One possible scenario:
- Environment upgraded to 6.1.1.100, system froze when running the "ls -l" command. - The ls command was hung for over 1 minute when a crash dump was taken. - Upon review of the crash dump it shows that "ls -l" is waiting for an inode rw lock in shared mode which is currently acquired by another thread and is spinning Sample strack trace:
PID: 26248 TASK: ffff8107d80fa040 CPU: 13 COMMAND: "ls"
#0 [ffff8107d9c71ac8] schedule at ffffffff80062fa0
#1 [ffff8107d9c71ba0] vx_svar_sleep_unlock at ffffffff886f1a53 [vxfs]
#2 [ffff8107d9c71bf0] vx_rwsleep_rec_lock at ffffffff886dad8b [vxfs]
#3 [ffff8107d9c71c10] vx_recsmp_rangelock at ffffffff886a6acb [vxfs]
#4 [ffff8107d9c71c20] vx_irwlock at ffffffff886cc508 [vxfs]
#5 [ffff8107d9c71c50] vx_linux_getxattr at ffffffff8872c2e1 [vxfs]
#6 [ffff8107d9c71d50] vfs_getxattr at ffffffff800f7567
#7 [ffff8107d9c71d90] getxattr at ffffffff800f7651
#8 [ffff8107d9c71ec0] sys_getxattr at ffffffff800f7751
#9 [ffff8107d9c71f80] tracesys at ffffffff8005d29e (via system_call)
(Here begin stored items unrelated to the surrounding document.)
PR #626, opened 2020-10-07
Date input onFocus/onBlur Grouped Events

JulianG-TW:
## 🖼 Context

When using `DateInput` with Dynamic Flows and validation. We get a validation error too early, simply because the user hits **tab** to jump form **day** to **month**.

This happens because `DateInput` dispatches `onBlur` when the **day** input loses focus, even if the **month** or **year** fields receive focus immediately after.

In the GIF below we use the **tab** key to change focus from **day**, to **month**, to **year**, and back again. We're logging the `onFocus` and `onBlur` events below:

too-many-events-2

## 🚀  Changes

Fortunately @helendurranttw came up with a much better solution than mine #615

The solution in this PR is to use [FocusEvent.relatedTarget](https://developer.mozilla.org/en-US/docs/Web/API/FocusEvent/relatedTarget) to discriminate when a blur event is followed by a focus event within the same DateInput component or not.

debounced-events-2

## 🤔 Considerations

Because this are BREAKING CHANGES, we're merging to the `beta` branch.

~~This solution doesn't completely work if we render two `DateInputs` next to each other, changing focus from one to the next would not result in `onBlur` and `onFocus` events.~~

We've solved the issue with 2 or more DateInput components rendered on the same form with a lot of help from @andreapiras. We had to jump through some hoops to make it work in IE11.

> Even though FocusEvent.relatedTarget is supported by IE
> (https://developer.mozilla.org/en-US/docs/Web/API/FocusEvent/relatedTarget)
> "IE11 sets document.activeElement to the next focused element before the blur event is called."
> (https://stackoverflow.com/a/49325196/986241)
> Therefore if the relatedTarget is null, we try the document.activeElement,
> which may contain the HTML element that is gaining focus

However this solution still leaves a difference in IE11. The `onFocus` event is triggered every time.

After spending some time trying to solve this, and considering [IE11 accounts for on only 0.13% of our users in the send flow](https://analytics.google.com/analytics/web/#/report/content-pages/a16492313w33608050p32817948/explorer-table.plotKeys=%5B%5D&explorer-table.secSegmentId=analytics.browser&_r.drilldown=analytics.pagePath:~2Fsend~2F/), we decided this was good enough.

## ✅ Checklist


packages/components/src/dateInput/DateInput.js
```diff
@@ -221,11 +235,9 @@ const DateInput = ({
                 id="date-input-day"
```
andreapiras, line 235: I don't think we should hardcode ids, they won't be unique if we have multiple field on the same page

packages/components/src/dateInput/DateInput.js
```diff
@@ -302,4 +312,9 @@ DateInput.defaultProps = {
   },
 };
 
+function shouldPropagate(e) {
```
andreapiras, line 315: Totally optional
```suggestion
const shouldPropagate = ({ relatedTarget }) =>
  !relatedTarget ||
  (!relatedTarget.className.includes('date-input-control') &&
    relatedTarget.id !== 'date-input-month');
```

andreapiras, line 315:
```suggestion
const shouldPropagate = ({ relatedTarget }) =>
  !relatedTarget ||
  (!relatedTarget.className.includes('date-input-control') &&
    relatedTarget.id !== 'date-input-month');
```

packages/components/src/dateInput/DateInput.js
```diff
@@ -302,4 +312,9 @@ DateInput.defaultProps = {
...
+  const rt = e.relatedTarget;
+  // should only propagate if the relatedTarget is null or not part of this DateInput component.
+  return !rt || (!rt.className.includes('date-input-control') && rt.id !== 'date-input-month');
+}
```
andreapiras, line 319: Totally optional 
```suggestion
const shouldPropagate = ({ relatedTarget }) =>
  !relatedTarget ||
  (!relatedTarget.className.includes('date-input-control') &&
    relatedTarget.id !== 'date-input-month');
```

packages/components/src/dateInput/DateInput.js
```diff
@@ -302,4 +312,9 @@ DateInput.defaultProps = {
   },
 };
 
+function shouldPropagate(e) {
+  const rt = e.relatedTarget;
+  // should only propagate if the relatedTarget is null or not part of this DateInput component.
+  return !rt || (!rt.className.includes('date-input-control') && rt.id !== 'date-input-month');
```
andreapiras, line 318: What happens if we have two DateInout with same ids?

packages/components/src/dateInput/DateInput.js
```diff
@@ -221,11 +235,9 @@ const DateInput = ({
                 id="date-input-day"
                 type="number"
                 name="day"
-                className="form-control"
+                className="form-control date-input-control"
```
andreapiras, line 238: I'd add a prefix here : `tw-date-input-control`

packages/components/src/dateInput/DateInput.js
```diff
@@ -208,7 +206,23 @@ const DateInput = ({
...
+            e.stopPropagation();
+          }
+        }}
+        onBlur={(e) => {
+          if (shouldPropagate(e)) {
+            onBlur();
+          } else {
+            e.stopPropagation();
+          }
+        }}
```
andreapiras, line 224:
```suggestion
        onFocus={(e) => (shouldPropagate(e) ? onFocus() : e.stopPropagation())}
        onBlur={(e) => (shouldPropagate(e) ? onBlur() : e.stopPropagation())}
```

andreapiras, line 224:
```suggestion
       onFocus={(e) => (shouldPropagate(e) ? onFocus() : e.stopPropagation())}
       onBlur={(e) => (shouldPropagate(e) ? onBlur() : e.stopPropagation())}
```

packages/components/src/dateInput/DateInput.js
JulianG-TW: There's currently no way to give them different ids, so they'll always have the same id.
If we render two DateInputs, and change focus from one to the other, it won't trigger `onBlur` and `onFocus`.

As I mentioned in the PR description, I tried avoiding this problem (but enabling different ids, but I think the solutions was too complicated for what we'd be gaining.

packages/components/src/dateInput/DateInput.js
JulianG-TW: Thank you!

I had tried
```
        onFocus={(e) => shouldPropagate(e) ? onFocus() : e.stopPropagation()}
        onBlur={(e) => shouldPropagate(e) ? onBlur() : e.stopPropagation()}
```
but I was getting linter errors.

I now realise they were just "prettier" errors.

packages/components/src/dateInput/DateInput.js
JulianG-TW: done @ 3eaecd3b3966cefae8e1bf0841839262d3d4f3a0

packages/components/src/dateInput/DateInput.js
JulianG-TW: done @ e7bdc873e945c67e054bc90993c5a766a23e17f1

packages/components/src/dateInput/DateInput.js
andreapiras: So I think the only option we have is to pass the ids as props. Since this one is a breaking change already we may as well change that. I was thinking to as something like:

packages/components/src/dateInput/DateInput.js
```diff
@@ -302,4 +299,12 @@ DateInput.defaultProps = {
   },
 };
 
+// Should only propagate if the relatedTarget is null or not part of this DateInput component.
+function shouldPropagate({ relatedTarget }) {
+  return (
+    !relatedTarget ||
+    (!relatedTarget.className.includes('tw-date-input-control') &&
+      relatedTarget.id !== 'date-input-month')
```
andreapiras, line 307: Why are we adding this check here?. Should this not be considered still part of the DateInput. While people are on the dropwnn they are still interacting with the component and that means they are still focused on it

packages/components/src/dateInput/DateInput.js
JulianG-TW: I think you have a good point. If we have unique ids for each of the 3 sub-components: day, month, year we don't need to rely on `className.includes('date-input-control')` which IIRC was only introduced in this PR.

If we do this, in the `shouldPropagate` function we can check `relatedTarget.id` against our 3 ids. **This is great!**

But I don't think we need to expose this to consumers of `DateInput` component. 
All we need to do, is ensure we have unique ids, we don't really need to make them custom.

I'll try this now. In the meantime, let me know if you have any concerns with this. I may be overlooking something.

JulianG-TW: done @ 4de3387e143aabd1dd669a7b362a653b13e3b642

packages/components/src/dateInput/DateInput.js
JulianG-TW: that was very confusing. hopefully the new implementation, which only uses ids, is more clear.

packages/dynamic-flows/package.json
```diff
@@ -1,7 +1,7 @@
 {
   "name": "@transferwise/dynamic-flows",
   "version": "5.5.0",
-  "description": "Transferwise dynamic flows and forms",
+  "description": "Transferwise dynamic flows and forms.",
```
JulianG-TW, line 4:
```suggestion
  "description": "Transferwise dynamic flows and forms",
```

packages/components/src/dateInput/DateInput.js
```diff
@@ -75,24 +85,20 @@ const DateInput = ({
...
-          {monthLabel}
-        </label>
+      // eslint-disable-next-line
+      <label>
+        <span className="sr-only">{monthLabel}</span>
         <Select
-          id="date-input-month"
           name="month"
-          className="form-control"
+          className="form-control tw-date-input-control"
```
JulianG-TW, line 93: @andreapiras I don't think we need this?

packages/components/src/dateInput/DateInput.js
```diff
@@ -207,28 +213,29 @@ const DateInput = ({
...
           <div className="col-sm-3">
             <div className={`input-group-${size}`}>
-              <label className="sr-only" htmlFor="date-input-day">
-                {dayLabel}
+              <label>
+                <span className="sr-only">{dayLabel}</span>
+                <input
+                  type="number"
+                  name="day"
+                  className="form-control tw-date-input-control"
```
JulianG-TW, line 232: @andreapiras I don't think we need `tw-date-input-control` here?

packages/components/src/dateInput/DateInput.js
```diff
@@ -237,21 +244,18 @@ const DateInput = ({
...
         <div className="col-sm-4">
           <div className={`input-group-${size}`}>
-            <label className="sr-only" htmlFor="date-input-year">
-              {yearLabel}
+            <label>
+              <span className="sr-only">{yearLabel}</span>
+              <input
+                type="number"
+                name="year"
+                className="form-control tw-date-input-control"
```
JulianG-TW, line 252: same regarding `tw-date-input-control`

packages/components/src/dateInput/DateInput.js
JulianG-TW: (I've removed it)

packages/components/src/dateInput/DateInput.js
JulianG-TW: (I've removed it)

packages/components/src/dateInput/DateInput.js
JulianG-TW: (I've removed it)

andreapiras (approved):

RIP: 00002b09b16569c9 RSP: 00007fffcb6e0c38 RFLAGS: 00000246
RAX: ffffffffffffffda RBX: ffffffff8005d29e RCX: ffffffffffffffff
RDX: 0000000000000000 RSI: 00002b09b116ad17 RDI: 00007fffcb6e0c60
RBP: 000000001b8268e8 R8: 0000000000000000 R9: 0000000000000000
R10: 0000000000000000 R11: 0000000000000246 R12: 000000001b8268e0
R13: 00007fffcb6e1030 R14: 00007fffcb6e0c60 R15: 0000000000000000
ORIG_RAX: 00000000000000bf CS: 0033 SS: 002b
On later version of Linux kernel, a thread cannot generate page-faults while holding page locks as this can cause a deadlock.
Because of this, VxFS pre-faults the source pages for a write system call which is using buffered-IO.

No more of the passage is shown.